1. My Partner Always
Kills Me, But I Get the Lower Handicap! - A general premise of the USGA
Handicap System is that a player with the lower scores should have the lower
index. This is not always the case under
the RIETS. Let’s look at an example:
Two players, A and B, always play together from the same
tees. Player A’s adjusted score has
always been higher than Player B’s in every round they have played. This month, however, Player A finds his USGA
index is lower than Player B’s. How can
this happen?
Answer: Player A has a handicap index of 14.0, while Player
B’s index is 9.4. Player A has two
tournament differentials that average 5.0.
Player B has two tournament differentials that average 4.0. Player A has his index reduced by 8.1 giving
him a reduced index of 5.9. Player B’s
index is reduced by 2.6 giving him a reduced index of 6.8. On most courses, Player A would have to give
Player B one stroke.
Under the old RIETS, the penalty for exceptional performance
was a function of how well you played in tournaments.[3] Under the latest RIETS, the penalty is a
function of how well you played relative to your current index. One argument in support of the USGA’s latest
approach is that a player should receive a greater penalty for shooting a lower
net score. For example, assume that
Player A had a 14.0 Index while player B had a 12.0 index. Further assume for simplicity that they play
a course with a slope rating of 113 and a course rating of 71. If both players have two tournament scores of
75, Player A would have scored a net 61, while Player B scored net 63. Player A would have a reduced index of 4.8,
while Player B would receive a reduced index of 5.2. The USGA is essentially adding an additional
penalty to the higher handicapped player.
The USGA could argue
that the additional penalty is assessed because the tournament scores of the
higher handicapped player are less likely due to chance and there is a greater
chance of sandbagging being involved.
The USGA has not made this argument, but if it did, it does not have
much merit.
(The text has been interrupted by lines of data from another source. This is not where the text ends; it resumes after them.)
PR #399, opened 2018-01-12
Rewrite pre-puller & introduce image-puller

yuvipanda:
Currently, the pre-puller code is in https://github.com/yuvipanda/kube-image-puller,
which started out as a hopeful go project before becoming a bash project.

This commit is based off that repo, but completely rewrites most of it,
simplifying things drastically.

A daemonset is used to pull images onto nodes. The singleuser container image
is specified as an initContainer, causing it to be pulled. We run something
trivial in it (an `echo`), since what we really want to do is pull the image. This is
a much superior way than the old way of using a script to talk directly to the
docker API for multiple reasons:

1. We do not need access to the `/var/run/docker.sock` socket. This closes a 
    big security access point, since any attacker who gains access to `/var/run/docker.sock`
    can escalate to root on the entire cluster.
2. Authentication to various cloud providers' registries is handled for us by kubernetes,
    so we don't have to handle authentication. Previously we only support authentication
    for gcr.io, with the need to explicitly add support for other providers. This sidesteps
    all of that completely!
3. Less shell scripting in the universe, especially in secure contexts, is always a good thing!

In addition, we have a [helm hook](https://github.com/kubernetes/helm/blob/master/docs/charts_hooks.md)
that runs a Job on each `helm install` or `helm upgrade`. This is a small shell script
that checks to see if the image required is present on all nodes, runs a copy of the
daemonset if needed, waits for the images to be present on all nodes & then exits.
This is written as a shell script with jq and curl to keep the size of it as small as possible,
so we don't pull in a big image to pre-pull smaller images.

The `continuous` daemonset can / should be used with autoscaling clusters, since it
pre-pulls the image whenever a new node comes up. The `hook` job is enabled by
default for all installs, since we want to wait till the user image is in all nodes by default.
This makes the user servers start up much faster after install / upgrade, which is
behavior we want.

TODO:

- [x] Stop using labels, just look at images list in node status
- [x] Add documentation
- [x] Add RBAC support
- [x] Heavily comment the shell script
- [x] Add better logging and cleanup shell script
- [x] Fix imagePuller persistent daemon to work


jupyterhub/values.yaml
```diff
@@ -157,3 +164,5 @@ cull:
   timeout: 3600
   every: 600
 
+pullBlocker:
+  image: {name: yuvipanda/k8s-pull-blocker, tag: 2b02899}
```
minrk: why use inline dict here, rather than yaml-style like everywhere else?

yuvipanda: ah, pullBlocker is no longer used, this was a quick hack from earlier commits. I'll remove.

jacobtomlinson:
This is really cool.

Quick question, why does the DaemonSet get deleted at the end? Surely this will prevent the image being pulled to any new nodes added to the cluster.

yuvipanda:
@jacobtomlinson there are *two* daemonsets:

1. One created by the prePuller that is deleted at the end. This is used to block helm install / upgrade until images are prePulled
2. Another that's the imagePuller, which is a different daemonset instance that is left on (if enabled explicitly - this is disabled by default). This is for pulling on dynamic new nodes

There's some fromYaml / toJson trickery so we don't have to keep this daemonset definition in two different places, but they are used in two different purposes!

yuvipanda:
Am currently cleaning up the bash code a little bit more, will write up docs right after!

yuvipanda:
I can also confirm that this pre-puller works on Azure AKS, which was not the case for the previous one!

yuvipanda:
In the course of debugging this, I've found and filed a helm chart error: https://github.com/kubernetes/helm/issues/3348

yuvipanda:
I spent some more time thinking about it, and requiring raw access to the docker socket for pre-pulling seems like something that wouldn't fly in any secure cluster. The ability to have $CURL_EXTRA_OPTIONS basically allows shell injection in ways that would allow users to get root, so I think we need an alternate approach! I've an idea for such an alternate approach that wouldn't require docker.sock, and am working on it now.

yuvipanda:
https://github.com/jupyterhub/zero-to-jupyterhub-k8s/pull/399/commits/8ab304718b0638e8d68d0d6ed47f289b29a57608 implements the shellscript-less approach, which feels sortof obvious in hindsight!

yuvipanda:
ok, the code is in good shape now. I'm going to write docs + rewrite the PR description to match final reality!

yuvipanda:
Added docs, redid PR description! This is ready for review now!

minrk:
Code approved by me, pending Travis recovery. The minikube change means the new prepuller will run on the Travis tests, right?

Requested review of new docs from @willingc.

yuvipanda:
@minrk thanks! yes, the minikube change should run and test the prepuller too once travis wakes up!

doc/source/advanced.md
```diff
@@ -199,3 +199,50 @@ To explicitly specify this strategy, use the following in your `config.yaml`:
 singleuser:
     schedulerStrategy: pack
 ```
+
+## Pre-pulling Images for Faster Startup
+
+When user images are of non-trivial sizes (as most of them are), **pre-pulling**
```
willingc: Pulling and building a user's images forces a user to wait before the user's server is started. Sometimes, the wait can be 5 to 10 minutes. **Pre-pulling** the images on all the nodes can cut this wait time to a few seconds. Let's look at how pre-pulling works.

doc/source/advanced.md
```diff
@@ -199,3 +199,50 @@ To explicitly specify this strategy, use the following in your `config.yaml`:
...
+the images on all nodes significantly decreases the amount of time it takes to
+start a user's server. Without pre-pulling, sometimes it can take upto 5-10
+minutes for a user's server to launch. With pre-pulling, it is cut down to a few
+seconds in most cases.
+
+By default, the user container image is pulled on to all nodes whenever a `helm
```
willingc: With **pre-pulling**, which is enabled by default, the user's container image is pulled on all nodes...

doc/source/advanced.md
```diff
@@ -199,3 +199,50 @@ To explicitly specify this strategy, use the following in your `config.yaml`:
...
+install` or `helm upgrade` is performed. This causes `helm install` and `helm
```
willingc: While this causes..., this time makes the user startup experience faster and more pleasant.

doc/source/advanced.md
```diff
@@ -199,3 +199,50 @@ To explicitly specify this strategy, use the following in your `config.yaml`:
...
+upgrade` to take several minutes, but mostly that is worth it since it makes
+user startup performance much faster. By default `helm install` or `helm
```
willingc: New paragraph:

With the default **pre-pulling** setting, a `helm install` or `helm upgrade` will cause the system to wait for 5 minutes to begin pulling the images before timing out. This wait time is configurable by passing the `--wait <seconds>` flag to the `helm` commands.

doc/source/advanced.md
```diff
@@ -199,3 +199,50 @@ To explicitly specify this strategy, use the following in your `config.yaml`:
...
 ```
+
+## Pre-pulling Images for Faster Startup
+
+When user images are of non-trivial sizes (as most of them are), **pre-pulling**
+the images on all nodes significantly decreases the amount of time it takes to
+start a user's server. Without pre-pulling, sometimes it can take upto 5-10
+minutes for a user's server to launch. With pre-pulling, it is cut down to a few
+seconds in most cases.
+
```
willingc: `### Pre-pulling usage and configuration`

doc/source/advanced.md
```diff
@@ -199,3 +199,50 @@ To explicitly specify this strategy, use the following in your `config.yaml`:
...
+By default, the user container image is pulled on to all nodes whenever a `helm
+install` or `helm upgrade` is performed. This causes `helm install` and `helm
+upgrade` to take several minutes, but mostly that is worth it since it makes
+user startup performance much faster. By default `helm install` or `helm
+upgrade` will wait for 5minutes before giving up. You can configure this by
+passing the `--wait <seconds>` flag to either of them.
+
+To disable the pre-pulling during `helm install` and `helm upgrade`, you can use
```
willingc: We recommend using pre-pulling. For the rare cases where you have a good reason to disable it, pre-pulling can be disabled. To disable the pre-pulling during `helm install` and `helm upgrade`, you can use...


~~This is not recommended...it!~~

doc/source/advanced.md
```diff
@@ -199,3 +199,50 @@ To explicitly specify this strategy, use the following in your `config.yaml`:
...
+
+```yaml
+prePuller:
+   hook:
+     enabled: false
+```
+
+This is not recommended unless you have specific good reasons to disable it!
+
+### Pre-Pulling for dynamically sized clusters
```
willingc: Pre-Pulling in a dynamically sized cluster

doc/source/advanced.md
```diff
@@ -199,3 +199,50 @@ To explicitly specify this strategy, use the following in your `config.yaml`:
...
+
+If you add new nodes to a cluster (manually or with autoscaling), the new nodes
```
willingc: Cluster size can change through manual addition of nodes or autoscaling. When a new node is added to the cluster, the new node does not yet have the user image. A user using this new node would be forced to wait while the image is pulled from scratch. Ideally, it would be helpful to pre-pull images when the new node is added to the cluster.

By enabling the **continuous pre-puller** (default state is disabled), the user image will be pre-pulled when adding a new node. When enabled, the **continuous pre-puller** runs as a
 daemonset](https://kubernetes.io/docs/concepts/workloads/controllers/daemonset/) to force kubernetes to pull the user image on all nodes as soon as a node is present. The continuous pre-puller uses minimal resources on all nodes and greatly speeds up the user pod start time.

doc/source/advanced.md
```diff
@@ -199,3 +199,50 @@ To explicitly specify this strategy, use the following in your `config.yaml`:
...
+will not have the user image. When a user pod starts on the new node, it will
+need to pull the image from scratch - making it very slow. This is undesirable.
+To fix this, you can enable the **continuous pre-puller**, which will run as a
+[daemonset](https://kubernetes.io/docs/concepts/workloads/controllers/daemonset/) that
+takes minimal resources on all nodes. This will force kubernetes
+to pull the user image on all nodes as soon as a node is present, thus making
+the user pod start time much faster.
+
+The continuous pre-puller is not enabled by default. To enable it, use the
```
willingc: ~~not enabled~~ disabled

willingc:
Happy to have you merge and I can update the docs after.

yuvipanda:
@willingc thank you for the review! I would love the workflow where this gets merged and the docs get edited by you after :) I often feel that's a much quicker and less frustrating editing experience for everyone!

I'm investigating the travis failures now to see if that's a result of the Travis outage yesterday or a problem here.

yuvipanda:
It was a legit failure, I think I fixed it in latest push. Let's wait for Travis now...

yuvipanda:
@willingc I'll address the comments about comments in the scripts now!

images/pre-puller/block.sh
```diff
@@ -0,0 +1,94 @@
+#!/bin/sh
+# Script that does the following actions:
+#  1. Create an image-puller daemonset to fetch the user image on all nodes
+#  2. Check if all nodes have the user image present in them in a loop
```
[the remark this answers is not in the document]
yuvipanda: I've rephrased it!

images/pre-puller/block.sh
```diff
@@ -0,0 +1,94 @@
...
+#     A single line JSON of the image-puller daemonset to create
+#  2. KUBERNETES_SERVICE_HOST, KUBERNETES_SERVICE_PORT
+#     The hostname and port to use for talking to the k8s API.
+#     When running in cluster, this is automatically set by Kubernetes
+#  3. IMAGE
+#     Full name of user image
+#  4. CURL_EXTRA_OPTIONS
+#     Extra commandline options to pass to curl
+#
+# jq & curl are required to run this script. Complex jq scripts are kept as separate files.
```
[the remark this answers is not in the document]
yuvipanda: Done

images/pre-puller/block.sh
```diff
@@ -0,0 +1,94 @@
...
+#
+# This script is designed to be run from inside a kubernetes cluster only.
```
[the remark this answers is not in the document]
yuvipanda: Done

yuvipanda:
w00t, tests caught a real failure that I couldn't detect locally and helped us fix it. Yay tests :) Travis is green now!

willingc:
Yay tests! Merging

yuvipanda:
Thanks for the review, @willingc and @minrk! And thanks for the original inspiration, @jacobtomlinson!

You might as well argue that
the winner of the Powerball lottery must have cheated since the probability of
winning is so low.
Other evidence
speaks against the penalties being based on the probability of occurrence. The Appendix presents the marginal increase
in the index reduction for an increase in AVDIFF (the average of the best two
tournament differentials below the player’s handicap index). The marginal increase becomes smaller as the
AVDIFF increases. For example, as the
AVDIFF goes from 4.5 to 5.0, a player is hit with an increased index reduction
of .8. But as the AVDIFF goes from 11.5
to 12.0 the increase in index reduction is only .5. If the USGA were penalizing performance on
the base of probability, the marginal increase in the index reduction should go
up and not down.[4]
The Worse I Play, the
Lower My Index! - Another curious element of the current the RIETS is that
the worse a player scores, the lower his index goes. Let’s take as an example a
player who has two tournament differentials that average 2.9. Table 1 shows his reduced index for various
handicap indexes and 10-19 T-Scores.
Table 1
Reduced Index for
Various Handicap Indexes
Handicap
|
|
Index
|
Reduced Index
|
14.0
|
4.6
|
13.0
|
5.0
|
12.0
|
5.5
|
11.0
|
6.2
|
10.0
|
7.0
|
9.0
|
8.0
|
8.0
|
8.0
|
If the player had a 12.0 handicap index and 10-19 T-Scores,
he would receive a reduced index of 5.5.
If he plays poorly and his index rises to 13.0, his reduced index would
be lowered to 5.0. His index has decreased
because he is in a slump. The RIETS,
however, makes no distinction between a player’s index at the time of his two
T-Scores and at some time later. This
violates the basic tenet that a player’s handicap should be based on his
potential. His potential can be measured
either by his tournament scores or his calculated index. To increase the penalty because a player is
not playing well seems outside the bounds of rational handicap policy.
Remedy - One
remedy for making the RIETS more rational is to eliminate the Handicap
Reduction Table and go back to simple formulae.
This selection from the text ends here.